私の言葉に、航平君はバツの悪い顔になる。
「あれね…実は…美奈の気を引きたくて…」
「え?」
驚く私。
「…俺って最低だよな?美奈の心に少しでも自分の事を残したくて…でも、俺のやった事は最低な事だ。どんな言い訳もきかない。潤達には相当どやされた」
そして、足を止める。
「最初から、自分のキモチに素直になっていたら、美奈の事、不安にさせないでいたのにごめん」
航平君の言葉に、胸が熱くなる。
「…私も同じ。
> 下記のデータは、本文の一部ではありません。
PR #1592, opened 2025-01-21
Sparsity getting started docs

jainapurva:
Sparsity section in getting started


docs/source/sparsity.rst
```diff
@@ -1,4 +1,920 @@
...
+
+.. code-block:: py
+
+   from torchao.sparsity.sparse_api import sparsify_
+   from torchao.prototype.sparsity.superblock.blocksparse import block_sparse_weight
+
+   model = model.cuda()
+   sparsify_(model, block_sparse_weight())
+
+Goal
```
jcaip, line 182: I think everything before this can stay in the README, everything below makes sense for docs.

jainapurva: Ok. I think we can still add the supported APIs in api ref, even the prototype ones. #1590

jcaip (approved):

docs/source/index.rst
```diff
@@ -81,25 +82,32 @@ Welcome to the torchao Documentation
...
+   getting-started
 
 .. toctree::
    :glob:
    :maxdepth: 1
-   :caption: Contributor Guide
+   :caption: Developer Notes
 
    contributor_guide
+   sparsity.rst
```
andrewor14, line 95: I think you don't need .rst here

PR #1595, opened 2025-01-22
[bc-breaking] enable direct configuration in quantize_

vkuzo:
# summary

This PR enables passing per-workflow arguments to `quantize_` directly, without wrapping them in a `Callable`.  

Motivation: passing direct configuraton is intuintive and widely used in similar contexts across various projects.  Passing configuration wrapped in a callable is IMO not intuitive, hard to understand and debug, and we have evidence that it pushes a portion of users from building on top of torchao.
 
We will keep the old callable syntax supported by `quantize_` for one release cycle, and delete it afterwards.  We will keep the old names as aliases for new names going forward (example: `int4_weight_only` as an alias of `Int4WeightOnlyConfig`) to keep existing callsites working without changes.

# user facing API changes

## signature of quantize_

```python
#
# before
#
def quantize(
    model: torch.nn.Module,
    ...,
): ...

#
# after - intermediate state, support both old and new for one release
#
def quantize(
    model: torch.nn.Module,
    config: Union[AOBaseConfig, Callable[[torch.nn.Module], torch.nn.Module]],
    ...,
): ...

#
# after - long term state
#
def quantize(
    model: torch.nn.Module,
    config: AOBaseConfig,
    ...,
): ...
```

## usage example

An example for `int4_weight_only`

```python
#
# before
#
quantize_(m, int4_weight_only(group_size=32))

#
# after, with new user facing names
#
quantize_(m, Int4WeightOnlyConfig(group_size=32))

#
# AND, after, with BC names
#
quantize_(m, int4_weight_only(group_size=32))
```

# developer facing changes

See the PR details for examples, but they can be summarized as:

```python
#
# old
#

# quantize_ calls the instance of calling this function on each module of the model
def int4_weight_only(group_size: int, ...) -> Callable:

    def new_callable(weight: torch.Tensor):
        # configuration is captured here via local variables
        ...
        
    # return type is a Callable
    return _get_linear_subclass_inserter(new_callable)

#
# new
#

# config base class
class AOBaseConfig(abc.ABC):
    pass

# user facing configuration of a workflow
@dataclass
class Int4WeightOnlyConfig(AOBaseConfig):
    group_size: int = 128
    ...

# not user facing transform of a module according to a worfklow's configuration
@register_quantize_module_handler(Int4WeightOnlyConfig)
def _int4_weight_only_transform(
    module: torch.nn.Module, 
    config: Int4WeightOnlyConfig,
) -> torch.nn.Module:
    # map to AQT, not user facing
    ...
```

# current status

The current PR migrates three user facing workflows:
* PTQ's `int4_weight_only`
* QAT's `intx_quantization_aware_training` and `from_intx_quantization_aware_training`

I've chosen to migrate one PTQ and two QAT workflows to prove generality of the new flow, but avoid a high LOC in this PR to make it easier to review.  We will migrate the rest of the workflows in future PRs, detailed below:
* int8_dynamic_activation_int4_weight
* int8_dynamic_activation_int8_weight
* int8_dynamic_activation_int8_semi_sparse_weight
* int8_weight_only
* float8_weight_only
* float8_dynamic_activation_float8_weight
* float8_static_activation_float8_weight
* uintx_weight_only
* fpx_weight_only
* gemlite_uintx_weight_only
* callsites from the prototype folder

After a release cycle, we will delete the old callable syntax.

Test Plan:

```
pytest test/quantization/test_quant_api.py -s -x -k test_int4_weight_only_numerics
pytest test/quantization/test_qat.py -s -x -k test_quantize_api_standalone
pytest test/quantization/test_qat.py -s -x -k test_quantize_api_convert_path
```

Reviewers:

Subscribers:

Tasks:

Tags:


vkuzo:
* __->__ #1595

torchao/core/config.py
```diff
@@ -0,0 +1,13 @@
+import abc
+
+
+# directory location for this might need more polish
+class AOBaseWorkflowConfig(abc.ABC):
```
drisspg, line 5: Super Nit: maybe just AOBaseConfig

torchao/quantization/_transform_module.py
```diff
@@ -0,0 +1,17 @@
+from typing import Callable, Dict
+
+import torch
+
+from torchao.core.config import AOBaseWorkflowConfig
+
+_QUANTIZE_CONFIG_HANDLER: Dict[
```
drisspg, line 7: alternative we could use `singledispatch` do this: _QUANTIZE_CONFIG_HANDLER: Dict[
    AOBaseWorkflowConfig,
    Callable[[torch.nn.Module, AOBaseWorkflowConfig], torch.nn.Module],
] = {}


def register_quantize_module_handler(config_type):
    def decorator(func):
        _QUANTIZE_CONFIG_HANDLER[config_type] = func

    return decorator
    
    
    which would make quantize_ generic and then we register instantations baed off of config type

torchao/quantization/_transform_module.py
```diff
@@ -0,0 +1,17 @@
...
+    AOBaseWorkflowConfig,
+    Callable[[torch.nn.Module, AOBaseWorkflowConfig], torch.nn.Module],
+] = {}
+
+
+def register_quantize_module_handler(config_type):
+    def decorator(func):
```
drisspg, line 14: if we want to keep it this way maybe lets add a functools.wraps

torchao/core/config.py
vkuzo: sgtm

torchao/quantization/_transform_module.py
vkuzo: if the first argument of `quantize_` was the configuration, I would see the benefit in using `singledispatch`.  The first argument is currently the `model` though.

drisspg (approved):

test/dtypes/test_affine_quantized.py
```diff
@@ -180,8 +187,13 @@ def apply_uint6_weight_only_quant(linear):
...
     @unittest.skipIf(not torch.cuda.is_available(), "Need CUDA available")
     def test_print_quantized_module(self, apply_quant):
+        print(apply_quant)
         linear = torch.nn.Linear(128, 256, dtype=torch.bfloat16, device="cuda")
-        ql = apply_quant(linear)
+        if isinstance(apply_quant, AOBaseConfig):
+            quantize_(linear, apply_quant)
+            ql = linear
+        else:
+            ql = apply_quant(linear)
```
andrewor14, line 196: once we migrate all functions to configs we won't need this check anymore right? Should we add a TODO to remove it?

torchao/core/config.py
```diff
@@ -0,0 +1,10 @@
+import abc
```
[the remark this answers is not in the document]
andrewor14: slightly stronger preference is I feel "core" shouldn't appear in the import, so users should be able to do this:
```
from torchao.config import AOBaseConfig
```
but we can do that by adding this to `__init__.py`

torchao/quantization/qat/api.py
```diff
@@ -315,22 +328,31 @@ def from_intx_quantization_aware_training() -> Callable:
         )
```
andrewor14, line 328: need to update the docstring here in the previous line

torchao/quantization/qat/api.py
```diff
@@ -269,37 +287,32 @@ def intx_quantization_aware_training(
     `torch.nn.Embedding` with an activation config, then we will raise
```
andrewor14, line 287: I can't comment up there but need to update the docstring in L282

torchao/core/config.py
```diff
@@ -0,0 +1,10 @@
...
+
+
+class AOBaseConfig(abc.ABC):
+    """
+    If a workflow config inherits from this then `quantize_` knows
+    how to a apply it to a model.
+    """
```
andrewor14, line 8: should we add a paragraph here or under quantize_ about how this is related to `register_quantize_module_handler`, so users who wish to add their own configs know how to do it?

torchao/quantization/quant_api.py
```diff
@@ -507,39 +520,36 @@ def quantize_(
...
-    )
+    if isinstance(config, AOBaseConfig):
+        handler = _QUANTIZE_CONFIG_HANDLER[type(config)]
+        # for each linear in the model, apply the transform if filtering passes
+        _replace_with_custom_fn_if_matches_filter(
+            model,
+            handler,
+            _is_linear if filter_fn is None else filter_fn,
+            device=device,
+            extra_args=(config,),
```
andrewor14, line 535: alternatively we can pass in a lambda, then we don't need to add `extra_args` or pass in `config`:
```
replace_fn = lambda mod: handler(mod, config)
```
seems simpler

vkuzo: I'm really not a fan of passing callables around, it's easy when the callable is simple but easy for future people to tack ugly stuff on and increase complexity.  Non-callable args make it harder to make the code ugly in the future.

andrewor14: oh sorry, I meant pass in `replace_fn` instead of `handler`, like:
```
replace_fn = lambda mod: handler(mod, config)
_replace_with_custom_fn_if_matches_filter(
            model,
            replace_fn,
            _is_linear if filter_fn is None else filter_fn,
            device=device,
)
```
either way you're passing a callable

vkuzo: hmm, still not a fan of `replace_fn = lambda mod: handler(mod, config)`.  This changes `replace_fn` from a stateless callable to a stateful callable, where the state is hard to inspect.  It's less LOC but harder to debug IMO.

test/quantization/test_qat.py
```diff
@@ -1185,7 +1185,7 @@ def test_qat_prototype_bc(self):
     @unittest.skipIf(
         not TORCH_VERSION_AT_LEAST_2_4, "skipping when torch version is 2.4 or lower"
     )
-    def test_quantize_api(self):
+    def test_quantize_api_standalone(self):
```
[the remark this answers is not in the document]
vkuzo: it's convenient from being able to filter for only this test from the commandline.  I can remove it if you'd like.

test/dtypes/test_affine_quantized.py
```diff
@@ -195,7 +208,11 @@ def test_flatten_unflatten(self, device, dtype):
         apply_quant_list = get_quantization_functions(False, True, device)
         for apply_quant in apply_quant_list:
             linear = torch.nn.Linear(128, 256, dtype=dtype, device=device)
-            ql = apply_quant(linear)
+            if isinstance(apply_quant, AOBaseConfig):
+                quantize_(linear, apply_quant)
+            else:
+                # TODO(#1690): delete this once config migration is done
+                ql = apply_quant(linear)
```
msaroufim, line 215: have a few partners where we need to forward fix BC issues including HuggingFace transformers, Optimimum, SGLang and Diffusers

vkuzo: @msaroufim  do you have a link?

I don't expect any BC breakages of people using the `quantize_` API as specified in the docs.  The BC breaking change would be if people are applying their transform on linear layers directly, without using `quantize_`.

vkuzo: HF callsite: https://github.com/huggingface/transformers/blob/1feebb5b4150882deabddd190a541f336f3be817/src/transformers/quantizers/quantizer_torchao.py#L199

SGLANG callsite: https://github.com/sgl-project/sglang/blob/2f47d710ae9cb1bdbbe0fe2392a0634827d257b3/python/sglang/srt/layers/torchao_utils.py#L39

Diffusers callsite: https://github.com/huggingface/diffusers/blob/7fb481f840b5d73982cafd1affe89f21a5c0b20b/src/diffusers/quantizers/torchao/torchao_quantizer.py#L234

we should definitely test these, but they look like they will be unaffected to me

自分のキモチに素直になれていたら…こんな事には…」
あーまた泣きそう。
でも頑張って堪えないと
そんな私を航平君は抱きしめてくれた。
「…泣いていいよ」
優しく言われて、私の中にある糸が切れた。
「俺の前でなら、泣いていい。我慢しないで」
その言葉だけで、心が満たされていく。
航平君に抱きついて、私は泣いた。
航平君は、ただ優しく抱きしめてくれた。
「これからは…俺が美奈を守るから…一緒にいるから…」
甘く囁く声に、顔を上げる。
そして
『覚悟していてね』
何をですかーーーー!?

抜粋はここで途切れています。